That all changed in 1988. He plunged himself into the uprising, agitating for change and addressing the crowds of demonstrating students. He was inevitably arrested, interrogated for eight days and then locked up in Insein prison for nearly a year, accused of being an “instigator” in the uprising.

 

At the time of the 1990 election he was again arrested for giving political speeches. His father, the writer and artist Nan Nyunt Swe, was also politically active, speaking at one time in National Day celebrations in Suu Kyi’s house and subsequently banned by the regime’s censors. Zarganar’s mother, Kyi Oo, won election as an independent candidate in the 1990 poll.

 

A four-year prison sentence now awaited Zarganar.

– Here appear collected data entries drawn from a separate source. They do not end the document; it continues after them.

PR #40540, opened 2022-01-21
Improve types for Collection::groupBy()

spawnia:
Currently only a failing test case. Given `Illuminate\Support\Collection::groupBy()` returns `static<array-key, static<array-key, TValue>>`, I would expect PHPStan to respect late static binding.

See https://github.com/nunomaduro/larastan/pull/1054

@canvural @nunomaduro

### DIFF
--- a/types/Database/Eloquent/Collection.php
+++ b/types/Database/Eloquent/Collection.php
@@ -5,11 +5,11 @@ use function PHPStan\Testing\assertType;
 $collection = User::all();
 assertType('Illuminate\Database\Eloquent\Collection<int, User>', $collection);
 
-// @phpstan-ignore-next-line TODO remove ignore when https://github.com/phpstan/phpstan/issues/5512 is fixed
-assertType(
-    'Illuminate\Database\Eloquent\Collection<(int|string), Illuminate\Database\Eloquent\Collection<(int|string), User>>',
-    $collection->groupBy('string')
-);
+// TODO reinclude when https://github.com/phpstan/phpstan/issues/5512 is fixed
+//assertType(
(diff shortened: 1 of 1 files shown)


canvural:
Yes, this is expected. Support for `static<>` types in PHPStan is really basic. So this is solved by an extension in Larastan. You can see [here](https://github.com/nunomaduro/larastan/blob/master/tests/Type/data/collection-generic-static-methods.php#L26) similar test that is passing.

spawnia:
I think PHPStan is just plain wrong here, isn't it? I see you have invested quite a bit of effort to work around this issue, is there a bug report or relevant discussion in PHPStan's issue tracker?

canvural:
> I think PHPStan is just plain wrong here, isn't it? I see you have invested quite a bit of effort to work around this issue, is there a bug report or relevant discussion in PHPStan's issue tracker?

It's not wrong. It's not implemented yet. [Here](https://github.com/phpstan/phpstan/issues/5512) is the feature request.

spawnia:
Thanks for your insight @canvural. I propose to explicitly acknowledge this fault for now and hopefully include the test once PHPStan is fixed. I would have preferred to instruct PHPStan to ignore the error, as that would notify us when it is fixed, but that does not seem possible with `assertType()`.

taylorotwell:
Can you resubmit this when PHPStan is fixed?

spawnia:
I was hoping to get the reminder into the test code so that anyone can add it back in once it is fixed. I did subscribe to the PHPStan issue for now, perhaps I will get notified and remember this issue.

One year after the prison doors again closed on him, he was awarded the Lillian Hellman and Dashiel Hammett Award, given by the Fund for Free Expression, a committee organized by New York based Human Rights Watch.

 

After his release from prison in 1994, Zarganar was allowed to participate in video productions, working as producer, director, scriptwriter and actor. But his work was closely scrutinized by the censors and military intelligence, in a cat-and-mouse game in which Zarganar and his audiences took delight in sidestepping the authorities.

 

They didn’t always succeed, and much of his work never reached a public audience. Last February, his video movie, with the prophetic title “Run Out of Patience,” was banned.

 

Zarganar certainly hasn’t run out of patience. “There are always under-the-table jokes and behind-the-curtain humor,” he told The Irrawaddy.